> _ACTIVITY_:
Repeat nothing but the lines below running from the one containing "Keying that on" to the one containing "already been decided.". Keep both end lines.
──────── SUPPLIED DATA ────────
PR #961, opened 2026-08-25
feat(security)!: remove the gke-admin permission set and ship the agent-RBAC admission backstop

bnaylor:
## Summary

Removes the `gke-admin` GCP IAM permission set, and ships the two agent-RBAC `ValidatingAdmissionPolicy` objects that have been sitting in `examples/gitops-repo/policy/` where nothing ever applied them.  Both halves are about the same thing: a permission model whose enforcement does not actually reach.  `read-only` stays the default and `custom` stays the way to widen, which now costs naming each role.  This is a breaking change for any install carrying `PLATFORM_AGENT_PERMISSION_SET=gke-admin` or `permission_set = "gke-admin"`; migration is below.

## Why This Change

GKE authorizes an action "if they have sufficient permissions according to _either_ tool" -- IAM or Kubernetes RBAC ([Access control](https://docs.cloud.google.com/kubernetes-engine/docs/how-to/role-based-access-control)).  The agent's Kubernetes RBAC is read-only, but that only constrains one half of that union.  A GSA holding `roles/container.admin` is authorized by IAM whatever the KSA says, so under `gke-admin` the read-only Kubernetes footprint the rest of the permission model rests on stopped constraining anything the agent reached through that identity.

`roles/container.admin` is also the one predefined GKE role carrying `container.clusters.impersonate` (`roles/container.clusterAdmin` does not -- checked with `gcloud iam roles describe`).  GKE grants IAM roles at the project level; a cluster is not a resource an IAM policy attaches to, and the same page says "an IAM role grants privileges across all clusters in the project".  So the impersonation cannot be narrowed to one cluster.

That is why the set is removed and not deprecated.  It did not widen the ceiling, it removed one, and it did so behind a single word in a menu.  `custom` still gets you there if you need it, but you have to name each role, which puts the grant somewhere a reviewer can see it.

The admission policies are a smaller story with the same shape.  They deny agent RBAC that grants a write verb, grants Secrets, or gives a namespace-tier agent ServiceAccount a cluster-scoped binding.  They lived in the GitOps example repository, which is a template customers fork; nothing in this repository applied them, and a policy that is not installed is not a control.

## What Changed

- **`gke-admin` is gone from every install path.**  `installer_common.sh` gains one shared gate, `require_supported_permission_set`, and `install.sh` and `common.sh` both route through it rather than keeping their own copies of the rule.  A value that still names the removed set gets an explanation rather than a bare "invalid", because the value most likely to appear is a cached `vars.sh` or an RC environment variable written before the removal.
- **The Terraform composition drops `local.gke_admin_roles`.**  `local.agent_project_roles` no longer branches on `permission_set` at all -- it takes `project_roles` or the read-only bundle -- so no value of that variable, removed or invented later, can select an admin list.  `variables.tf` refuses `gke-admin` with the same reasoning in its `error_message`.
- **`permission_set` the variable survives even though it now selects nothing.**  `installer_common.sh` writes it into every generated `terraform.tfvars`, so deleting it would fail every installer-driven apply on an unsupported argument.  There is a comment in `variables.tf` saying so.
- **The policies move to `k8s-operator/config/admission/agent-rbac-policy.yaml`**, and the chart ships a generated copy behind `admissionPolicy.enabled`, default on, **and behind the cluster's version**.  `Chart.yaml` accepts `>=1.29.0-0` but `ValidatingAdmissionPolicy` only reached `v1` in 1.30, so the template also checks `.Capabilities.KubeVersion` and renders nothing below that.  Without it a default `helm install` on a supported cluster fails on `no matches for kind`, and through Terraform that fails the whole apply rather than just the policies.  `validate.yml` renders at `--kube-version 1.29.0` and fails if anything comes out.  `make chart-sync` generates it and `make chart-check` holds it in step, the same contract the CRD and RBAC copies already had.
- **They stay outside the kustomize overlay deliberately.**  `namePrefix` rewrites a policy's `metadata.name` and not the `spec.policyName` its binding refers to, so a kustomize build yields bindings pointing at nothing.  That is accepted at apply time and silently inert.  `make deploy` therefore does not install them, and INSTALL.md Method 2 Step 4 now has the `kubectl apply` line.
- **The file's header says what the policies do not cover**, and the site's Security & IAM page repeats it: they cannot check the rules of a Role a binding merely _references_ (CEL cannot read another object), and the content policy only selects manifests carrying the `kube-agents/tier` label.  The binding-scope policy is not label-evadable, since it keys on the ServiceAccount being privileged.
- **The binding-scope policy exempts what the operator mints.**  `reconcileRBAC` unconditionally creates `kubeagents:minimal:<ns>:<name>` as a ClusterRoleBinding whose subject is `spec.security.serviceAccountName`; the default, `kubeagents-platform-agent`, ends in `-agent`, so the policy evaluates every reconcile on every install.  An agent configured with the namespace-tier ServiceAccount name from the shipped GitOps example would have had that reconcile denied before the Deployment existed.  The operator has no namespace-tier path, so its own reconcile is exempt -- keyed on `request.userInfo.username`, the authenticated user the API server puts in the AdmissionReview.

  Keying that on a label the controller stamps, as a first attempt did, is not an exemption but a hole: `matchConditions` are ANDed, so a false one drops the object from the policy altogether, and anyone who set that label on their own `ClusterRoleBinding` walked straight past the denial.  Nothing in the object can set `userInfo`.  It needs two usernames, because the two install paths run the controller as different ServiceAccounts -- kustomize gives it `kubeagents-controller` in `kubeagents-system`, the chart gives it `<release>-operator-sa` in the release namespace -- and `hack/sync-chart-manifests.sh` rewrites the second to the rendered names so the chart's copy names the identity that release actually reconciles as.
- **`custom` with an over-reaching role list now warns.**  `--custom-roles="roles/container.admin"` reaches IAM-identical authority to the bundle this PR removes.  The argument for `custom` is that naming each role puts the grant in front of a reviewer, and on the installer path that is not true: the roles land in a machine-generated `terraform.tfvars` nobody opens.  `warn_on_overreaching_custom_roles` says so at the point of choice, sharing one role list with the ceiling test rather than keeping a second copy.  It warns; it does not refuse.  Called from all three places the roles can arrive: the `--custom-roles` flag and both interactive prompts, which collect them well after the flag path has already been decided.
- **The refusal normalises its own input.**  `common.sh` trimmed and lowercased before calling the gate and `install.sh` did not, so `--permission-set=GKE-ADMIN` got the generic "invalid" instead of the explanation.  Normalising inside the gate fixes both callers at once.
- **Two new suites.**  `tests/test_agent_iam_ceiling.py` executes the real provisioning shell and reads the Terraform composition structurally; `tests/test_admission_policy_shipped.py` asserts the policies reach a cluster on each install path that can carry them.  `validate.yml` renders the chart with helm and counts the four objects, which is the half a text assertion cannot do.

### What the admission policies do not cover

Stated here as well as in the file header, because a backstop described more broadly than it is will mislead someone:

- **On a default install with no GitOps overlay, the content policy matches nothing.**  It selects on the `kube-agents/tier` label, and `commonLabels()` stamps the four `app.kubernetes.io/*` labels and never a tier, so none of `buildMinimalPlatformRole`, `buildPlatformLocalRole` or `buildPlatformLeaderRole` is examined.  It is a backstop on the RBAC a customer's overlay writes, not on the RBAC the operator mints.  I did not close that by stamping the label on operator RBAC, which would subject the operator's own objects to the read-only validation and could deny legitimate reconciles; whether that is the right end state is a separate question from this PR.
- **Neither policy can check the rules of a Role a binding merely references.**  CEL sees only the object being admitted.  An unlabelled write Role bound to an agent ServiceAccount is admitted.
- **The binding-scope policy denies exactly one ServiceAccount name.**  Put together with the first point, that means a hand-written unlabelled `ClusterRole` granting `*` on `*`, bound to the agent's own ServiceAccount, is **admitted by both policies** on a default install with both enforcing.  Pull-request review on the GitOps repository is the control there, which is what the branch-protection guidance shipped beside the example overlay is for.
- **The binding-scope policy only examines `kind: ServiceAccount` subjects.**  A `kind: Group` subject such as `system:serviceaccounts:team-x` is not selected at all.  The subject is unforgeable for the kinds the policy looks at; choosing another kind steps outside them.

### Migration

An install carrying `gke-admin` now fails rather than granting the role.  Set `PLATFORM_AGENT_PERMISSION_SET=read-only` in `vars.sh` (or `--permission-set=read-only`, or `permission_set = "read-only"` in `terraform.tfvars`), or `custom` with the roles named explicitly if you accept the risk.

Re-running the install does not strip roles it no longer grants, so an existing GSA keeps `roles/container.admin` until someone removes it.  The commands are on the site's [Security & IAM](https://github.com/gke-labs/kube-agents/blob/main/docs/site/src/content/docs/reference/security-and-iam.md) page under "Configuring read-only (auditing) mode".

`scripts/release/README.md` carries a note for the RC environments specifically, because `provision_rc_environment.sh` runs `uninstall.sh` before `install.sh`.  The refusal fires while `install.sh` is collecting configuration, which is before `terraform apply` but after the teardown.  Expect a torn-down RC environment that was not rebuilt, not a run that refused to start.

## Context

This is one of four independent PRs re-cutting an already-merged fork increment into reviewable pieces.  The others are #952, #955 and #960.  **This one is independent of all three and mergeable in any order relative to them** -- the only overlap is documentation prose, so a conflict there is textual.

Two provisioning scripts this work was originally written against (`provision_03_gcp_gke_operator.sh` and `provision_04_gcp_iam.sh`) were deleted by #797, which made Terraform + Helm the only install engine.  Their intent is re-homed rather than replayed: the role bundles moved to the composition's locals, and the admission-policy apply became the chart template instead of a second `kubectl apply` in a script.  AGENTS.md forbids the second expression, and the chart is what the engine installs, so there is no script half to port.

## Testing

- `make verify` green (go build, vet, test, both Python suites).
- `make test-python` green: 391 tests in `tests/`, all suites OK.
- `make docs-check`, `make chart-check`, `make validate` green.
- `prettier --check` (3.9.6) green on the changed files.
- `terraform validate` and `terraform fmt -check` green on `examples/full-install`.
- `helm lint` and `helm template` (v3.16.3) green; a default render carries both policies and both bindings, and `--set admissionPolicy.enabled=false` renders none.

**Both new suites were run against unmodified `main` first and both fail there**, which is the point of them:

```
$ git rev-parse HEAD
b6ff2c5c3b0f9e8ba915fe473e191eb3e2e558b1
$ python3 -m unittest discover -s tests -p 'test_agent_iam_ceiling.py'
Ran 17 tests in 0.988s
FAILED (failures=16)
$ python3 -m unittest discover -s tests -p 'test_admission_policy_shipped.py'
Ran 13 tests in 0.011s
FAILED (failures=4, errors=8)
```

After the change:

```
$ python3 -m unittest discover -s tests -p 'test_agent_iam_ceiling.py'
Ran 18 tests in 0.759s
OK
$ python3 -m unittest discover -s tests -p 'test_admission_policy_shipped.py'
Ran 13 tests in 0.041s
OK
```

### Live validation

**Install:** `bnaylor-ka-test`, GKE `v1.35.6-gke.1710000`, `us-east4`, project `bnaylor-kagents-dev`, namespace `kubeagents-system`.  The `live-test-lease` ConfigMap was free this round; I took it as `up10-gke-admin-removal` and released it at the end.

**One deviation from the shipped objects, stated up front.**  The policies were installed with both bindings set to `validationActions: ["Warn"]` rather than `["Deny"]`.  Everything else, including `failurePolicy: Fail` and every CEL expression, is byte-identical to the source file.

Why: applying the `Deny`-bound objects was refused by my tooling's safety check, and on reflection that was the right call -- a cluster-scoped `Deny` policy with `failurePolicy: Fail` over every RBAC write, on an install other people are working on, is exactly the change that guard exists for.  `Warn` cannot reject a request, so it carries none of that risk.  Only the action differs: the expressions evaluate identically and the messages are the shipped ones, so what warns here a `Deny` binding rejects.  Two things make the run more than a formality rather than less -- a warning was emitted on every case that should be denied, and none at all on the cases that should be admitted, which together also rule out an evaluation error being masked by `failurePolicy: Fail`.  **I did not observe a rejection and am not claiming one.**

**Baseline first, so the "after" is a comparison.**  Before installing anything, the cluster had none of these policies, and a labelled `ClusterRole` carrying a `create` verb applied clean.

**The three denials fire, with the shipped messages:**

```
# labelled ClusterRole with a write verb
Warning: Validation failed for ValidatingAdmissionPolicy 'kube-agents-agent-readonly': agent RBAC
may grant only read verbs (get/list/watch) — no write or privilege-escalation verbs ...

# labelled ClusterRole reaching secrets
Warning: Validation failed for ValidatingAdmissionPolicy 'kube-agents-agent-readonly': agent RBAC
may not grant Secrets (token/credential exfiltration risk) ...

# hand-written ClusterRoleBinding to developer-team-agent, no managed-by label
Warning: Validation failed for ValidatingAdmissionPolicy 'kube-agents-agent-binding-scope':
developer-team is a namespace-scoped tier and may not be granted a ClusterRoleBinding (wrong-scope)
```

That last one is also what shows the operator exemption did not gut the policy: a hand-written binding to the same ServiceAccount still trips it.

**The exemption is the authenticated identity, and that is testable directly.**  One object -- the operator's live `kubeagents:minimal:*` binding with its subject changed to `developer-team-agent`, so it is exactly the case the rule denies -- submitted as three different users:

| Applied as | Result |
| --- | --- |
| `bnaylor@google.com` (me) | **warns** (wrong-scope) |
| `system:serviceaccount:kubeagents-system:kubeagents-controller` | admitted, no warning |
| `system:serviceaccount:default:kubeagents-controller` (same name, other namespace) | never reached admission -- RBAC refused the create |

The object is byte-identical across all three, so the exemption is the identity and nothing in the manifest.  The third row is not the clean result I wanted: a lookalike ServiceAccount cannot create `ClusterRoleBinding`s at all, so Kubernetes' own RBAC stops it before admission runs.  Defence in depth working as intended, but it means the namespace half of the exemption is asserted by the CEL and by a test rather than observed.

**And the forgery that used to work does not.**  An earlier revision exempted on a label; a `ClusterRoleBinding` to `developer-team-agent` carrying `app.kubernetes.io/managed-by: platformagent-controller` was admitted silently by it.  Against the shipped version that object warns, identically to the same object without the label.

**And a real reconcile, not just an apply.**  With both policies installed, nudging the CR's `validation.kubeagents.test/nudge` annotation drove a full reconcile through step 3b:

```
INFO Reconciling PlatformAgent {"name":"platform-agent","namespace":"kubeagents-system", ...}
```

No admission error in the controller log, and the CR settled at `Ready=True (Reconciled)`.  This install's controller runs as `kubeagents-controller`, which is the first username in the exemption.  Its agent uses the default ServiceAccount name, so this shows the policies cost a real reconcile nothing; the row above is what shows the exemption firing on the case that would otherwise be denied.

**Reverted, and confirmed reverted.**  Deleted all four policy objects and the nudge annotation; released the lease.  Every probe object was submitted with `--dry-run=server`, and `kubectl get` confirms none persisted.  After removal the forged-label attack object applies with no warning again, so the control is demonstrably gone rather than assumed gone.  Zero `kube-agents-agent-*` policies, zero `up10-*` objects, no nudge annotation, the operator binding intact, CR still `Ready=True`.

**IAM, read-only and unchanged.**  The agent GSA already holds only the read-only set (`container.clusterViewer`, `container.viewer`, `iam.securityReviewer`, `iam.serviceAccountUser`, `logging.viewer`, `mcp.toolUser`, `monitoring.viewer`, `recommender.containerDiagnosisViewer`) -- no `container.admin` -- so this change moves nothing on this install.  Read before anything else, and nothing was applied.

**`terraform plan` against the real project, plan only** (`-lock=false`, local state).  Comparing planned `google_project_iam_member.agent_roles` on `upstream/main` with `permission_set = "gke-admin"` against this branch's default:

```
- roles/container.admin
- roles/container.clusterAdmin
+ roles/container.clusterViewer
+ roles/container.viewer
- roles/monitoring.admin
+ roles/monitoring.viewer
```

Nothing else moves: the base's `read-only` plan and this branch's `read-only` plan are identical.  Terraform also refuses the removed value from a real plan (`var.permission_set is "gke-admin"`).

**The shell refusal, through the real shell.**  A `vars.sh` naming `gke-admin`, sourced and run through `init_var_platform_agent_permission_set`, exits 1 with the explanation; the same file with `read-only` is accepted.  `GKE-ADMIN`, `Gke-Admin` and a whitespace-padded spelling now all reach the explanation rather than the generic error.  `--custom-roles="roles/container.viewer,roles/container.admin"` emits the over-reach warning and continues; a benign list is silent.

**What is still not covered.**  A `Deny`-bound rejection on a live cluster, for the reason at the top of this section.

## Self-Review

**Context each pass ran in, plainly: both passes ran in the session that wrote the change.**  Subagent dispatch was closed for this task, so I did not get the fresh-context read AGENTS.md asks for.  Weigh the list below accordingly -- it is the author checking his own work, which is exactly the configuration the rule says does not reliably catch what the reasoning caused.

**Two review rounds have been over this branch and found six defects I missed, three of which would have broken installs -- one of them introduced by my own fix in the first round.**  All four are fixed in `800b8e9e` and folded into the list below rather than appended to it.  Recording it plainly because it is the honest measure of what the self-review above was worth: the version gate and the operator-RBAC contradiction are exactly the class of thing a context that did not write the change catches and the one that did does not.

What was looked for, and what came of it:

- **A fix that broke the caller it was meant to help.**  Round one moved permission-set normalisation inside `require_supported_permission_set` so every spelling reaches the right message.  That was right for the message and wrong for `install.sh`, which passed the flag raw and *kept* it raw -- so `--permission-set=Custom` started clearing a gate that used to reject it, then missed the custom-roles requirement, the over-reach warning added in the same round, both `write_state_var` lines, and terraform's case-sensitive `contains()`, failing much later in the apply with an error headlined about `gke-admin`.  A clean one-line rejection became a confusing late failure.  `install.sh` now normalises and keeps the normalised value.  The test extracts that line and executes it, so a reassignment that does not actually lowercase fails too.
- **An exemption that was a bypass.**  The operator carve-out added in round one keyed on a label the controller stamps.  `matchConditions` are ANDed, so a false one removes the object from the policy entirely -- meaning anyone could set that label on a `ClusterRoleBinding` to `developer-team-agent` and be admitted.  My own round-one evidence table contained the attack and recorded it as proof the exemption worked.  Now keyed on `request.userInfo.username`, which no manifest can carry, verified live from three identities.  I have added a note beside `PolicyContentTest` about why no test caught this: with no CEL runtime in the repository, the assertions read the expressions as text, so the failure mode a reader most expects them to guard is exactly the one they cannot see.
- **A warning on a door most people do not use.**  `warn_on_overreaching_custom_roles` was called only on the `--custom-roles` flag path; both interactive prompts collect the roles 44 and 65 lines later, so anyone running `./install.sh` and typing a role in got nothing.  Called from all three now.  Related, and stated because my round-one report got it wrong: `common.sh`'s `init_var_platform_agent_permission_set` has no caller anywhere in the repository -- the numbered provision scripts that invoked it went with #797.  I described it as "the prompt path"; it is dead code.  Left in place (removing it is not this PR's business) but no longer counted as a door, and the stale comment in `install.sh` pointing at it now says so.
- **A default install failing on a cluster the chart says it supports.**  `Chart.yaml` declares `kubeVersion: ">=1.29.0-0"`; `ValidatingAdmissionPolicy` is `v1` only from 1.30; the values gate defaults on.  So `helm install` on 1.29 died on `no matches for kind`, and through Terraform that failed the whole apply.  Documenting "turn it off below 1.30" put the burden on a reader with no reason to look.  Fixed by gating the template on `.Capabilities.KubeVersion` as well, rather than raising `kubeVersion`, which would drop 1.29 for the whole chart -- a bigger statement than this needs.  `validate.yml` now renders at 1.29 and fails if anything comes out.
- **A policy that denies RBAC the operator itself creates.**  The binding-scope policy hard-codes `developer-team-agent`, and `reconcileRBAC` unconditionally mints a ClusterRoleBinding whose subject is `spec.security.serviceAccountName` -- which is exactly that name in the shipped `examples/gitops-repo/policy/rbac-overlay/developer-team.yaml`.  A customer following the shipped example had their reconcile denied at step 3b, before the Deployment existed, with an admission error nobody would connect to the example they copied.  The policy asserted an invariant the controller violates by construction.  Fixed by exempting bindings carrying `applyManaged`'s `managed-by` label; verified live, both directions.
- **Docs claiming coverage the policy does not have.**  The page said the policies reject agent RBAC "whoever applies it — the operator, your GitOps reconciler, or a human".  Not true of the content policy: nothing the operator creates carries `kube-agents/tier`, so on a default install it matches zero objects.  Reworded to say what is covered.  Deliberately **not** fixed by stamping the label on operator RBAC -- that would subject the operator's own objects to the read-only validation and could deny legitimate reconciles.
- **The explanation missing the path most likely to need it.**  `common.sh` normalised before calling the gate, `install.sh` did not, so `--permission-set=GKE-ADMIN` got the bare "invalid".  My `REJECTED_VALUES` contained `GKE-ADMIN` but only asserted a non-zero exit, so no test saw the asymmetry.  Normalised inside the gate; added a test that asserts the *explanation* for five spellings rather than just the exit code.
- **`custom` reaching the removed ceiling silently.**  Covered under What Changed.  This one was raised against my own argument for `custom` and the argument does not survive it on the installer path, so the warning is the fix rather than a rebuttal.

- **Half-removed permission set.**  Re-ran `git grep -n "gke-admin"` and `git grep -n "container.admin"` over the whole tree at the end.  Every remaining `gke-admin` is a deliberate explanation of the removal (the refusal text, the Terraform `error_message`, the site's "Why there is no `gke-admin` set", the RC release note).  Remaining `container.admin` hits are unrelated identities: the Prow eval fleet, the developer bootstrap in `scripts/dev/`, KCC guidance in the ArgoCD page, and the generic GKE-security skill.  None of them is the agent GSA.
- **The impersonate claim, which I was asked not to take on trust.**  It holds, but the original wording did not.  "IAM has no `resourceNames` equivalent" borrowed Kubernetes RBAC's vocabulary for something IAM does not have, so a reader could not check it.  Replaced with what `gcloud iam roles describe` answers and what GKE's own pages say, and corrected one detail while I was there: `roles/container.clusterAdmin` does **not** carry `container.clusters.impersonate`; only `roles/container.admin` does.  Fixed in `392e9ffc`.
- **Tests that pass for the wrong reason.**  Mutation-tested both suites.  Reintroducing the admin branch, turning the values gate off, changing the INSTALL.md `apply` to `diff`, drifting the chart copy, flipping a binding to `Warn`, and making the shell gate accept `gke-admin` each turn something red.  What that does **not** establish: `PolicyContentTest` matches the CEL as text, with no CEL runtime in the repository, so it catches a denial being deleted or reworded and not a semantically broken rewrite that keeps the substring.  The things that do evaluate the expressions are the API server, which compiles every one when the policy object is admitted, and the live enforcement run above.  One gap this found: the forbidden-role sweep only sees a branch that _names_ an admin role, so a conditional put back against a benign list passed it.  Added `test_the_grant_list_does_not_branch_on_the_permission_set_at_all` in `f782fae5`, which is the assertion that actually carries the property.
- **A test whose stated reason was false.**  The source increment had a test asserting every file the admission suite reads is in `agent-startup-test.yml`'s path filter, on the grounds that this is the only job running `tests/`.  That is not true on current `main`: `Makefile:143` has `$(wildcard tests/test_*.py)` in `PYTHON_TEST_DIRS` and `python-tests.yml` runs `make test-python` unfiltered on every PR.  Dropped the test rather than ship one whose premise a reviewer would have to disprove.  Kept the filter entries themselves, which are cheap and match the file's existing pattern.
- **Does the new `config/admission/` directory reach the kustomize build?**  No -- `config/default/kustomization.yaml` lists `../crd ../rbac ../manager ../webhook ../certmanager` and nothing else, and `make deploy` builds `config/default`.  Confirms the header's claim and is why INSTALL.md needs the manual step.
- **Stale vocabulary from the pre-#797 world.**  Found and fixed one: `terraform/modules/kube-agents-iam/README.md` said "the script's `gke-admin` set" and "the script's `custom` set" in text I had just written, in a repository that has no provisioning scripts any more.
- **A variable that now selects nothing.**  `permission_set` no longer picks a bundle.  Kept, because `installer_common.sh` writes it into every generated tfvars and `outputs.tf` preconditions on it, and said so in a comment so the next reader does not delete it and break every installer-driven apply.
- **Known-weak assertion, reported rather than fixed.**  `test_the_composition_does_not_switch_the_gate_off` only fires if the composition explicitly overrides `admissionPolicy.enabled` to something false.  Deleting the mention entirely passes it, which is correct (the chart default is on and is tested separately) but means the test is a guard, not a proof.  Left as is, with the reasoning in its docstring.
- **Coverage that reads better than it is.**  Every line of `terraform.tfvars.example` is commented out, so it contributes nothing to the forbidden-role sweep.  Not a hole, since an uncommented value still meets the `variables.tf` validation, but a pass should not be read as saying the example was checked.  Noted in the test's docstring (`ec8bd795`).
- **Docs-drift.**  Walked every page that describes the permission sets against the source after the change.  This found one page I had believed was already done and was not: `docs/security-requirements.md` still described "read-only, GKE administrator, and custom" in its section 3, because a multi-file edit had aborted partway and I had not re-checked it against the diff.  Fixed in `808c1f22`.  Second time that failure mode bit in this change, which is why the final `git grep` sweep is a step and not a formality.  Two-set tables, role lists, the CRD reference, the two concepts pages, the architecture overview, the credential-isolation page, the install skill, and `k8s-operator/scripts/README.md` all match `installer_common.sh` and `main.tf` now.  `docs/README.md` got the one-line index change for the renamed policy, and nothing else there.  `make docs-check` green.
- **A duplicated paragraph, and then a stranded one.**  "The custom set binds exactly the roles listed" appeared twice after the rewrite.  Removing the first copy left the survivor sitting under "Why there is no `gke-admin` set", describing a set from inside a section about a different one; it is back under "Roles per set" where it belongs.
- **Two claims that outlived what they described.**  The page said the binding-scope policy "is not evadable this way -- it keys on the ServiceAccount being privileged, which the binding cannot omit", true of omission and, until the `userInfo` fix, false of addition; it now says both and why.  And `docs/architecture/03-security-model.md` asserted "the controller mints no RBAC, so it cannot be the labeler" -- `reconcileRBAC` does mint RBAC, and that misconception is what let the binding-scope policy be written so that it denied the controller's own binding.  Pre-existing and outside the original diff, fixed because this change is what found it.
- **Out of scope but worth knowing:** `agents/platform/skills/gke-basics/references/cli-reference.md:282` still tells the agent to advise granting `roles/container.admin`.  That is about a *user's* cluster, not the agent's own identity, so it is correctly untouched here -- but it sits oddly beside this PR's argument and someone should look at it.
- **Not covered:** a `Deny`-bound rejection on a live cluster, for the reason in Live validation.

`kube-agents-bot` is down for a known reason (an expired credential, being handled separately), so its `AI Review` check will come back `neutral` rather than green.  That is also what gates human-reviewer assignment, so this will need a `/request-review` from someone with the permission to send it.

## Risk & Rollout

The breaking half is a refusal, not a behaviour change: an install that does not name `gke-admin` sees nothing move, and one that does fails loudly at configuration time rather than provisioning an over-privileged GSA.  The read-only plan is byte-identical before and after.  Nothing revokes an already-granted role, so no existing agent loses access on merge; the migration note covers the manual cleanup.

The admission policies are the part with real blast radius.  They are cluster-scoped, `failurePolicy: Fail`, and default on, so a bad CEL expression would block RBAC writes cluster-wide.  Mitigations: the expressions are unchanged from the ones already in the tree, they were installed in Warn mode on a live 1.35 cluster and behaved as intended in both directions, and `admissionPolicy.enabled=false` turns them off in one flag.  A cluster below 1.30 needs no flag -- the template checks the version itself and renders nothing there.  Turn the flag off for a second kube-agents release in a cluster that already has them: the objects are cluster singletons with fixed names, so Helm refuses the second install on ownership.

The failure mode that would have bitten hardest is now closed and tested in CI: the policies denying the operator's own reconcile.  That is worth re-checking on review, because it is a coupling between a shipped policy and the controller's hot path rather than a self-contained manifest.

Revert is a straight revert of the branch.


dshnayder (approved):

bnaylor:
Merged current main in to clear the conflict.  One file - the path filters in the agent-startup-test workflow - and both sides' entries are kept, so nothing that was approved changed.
────────
> _RESULT OF THIS EXERCISE_:
  Keying that on a label the controller stamps, as a first attempt did, is not an exemption but a hole: `matchConditions` are ANDed, so a false one drops the object from the policy altogether, and anyone who set that label on their own `ClusterRoleBinding` walked straight past the denial.  Nothing in the object can set `userInfo`.  It needs two usernames, because the two install paths run the controller as different ServiceAccounts -- kustomize gives it `kubeagents-controller` in `kubeagents-system`, the chart gives it `<release>-operator-sa` in the release namespace -- and `hack/sync-chart-manifests.sh` rewrites the second to the rendered names so the chart's copy names the identity that release actually reconciles as.
- **`custom` with an over-reaching role list now warns.**  `--custom-roles="roles/container.admin"` reaches IAM-identical authority to the bundle this PR removes.  The argument for `custom` is that naming each role puts the grant in front of a reviewer, and on the installer path that is not true: the roles land in a machine-generated `terraform.tfvars` nobody opens.  `warn_on_overreaching_custom_roles` says so at the point of choice, sharing one role list with the ceiling test rather than keeping a second copy.  It warns; it does not refuse.  Called from all three places the roles can arrive: the `--custom-roles` flag and both interactive prompts, which collect them well after the flag path has already been decided.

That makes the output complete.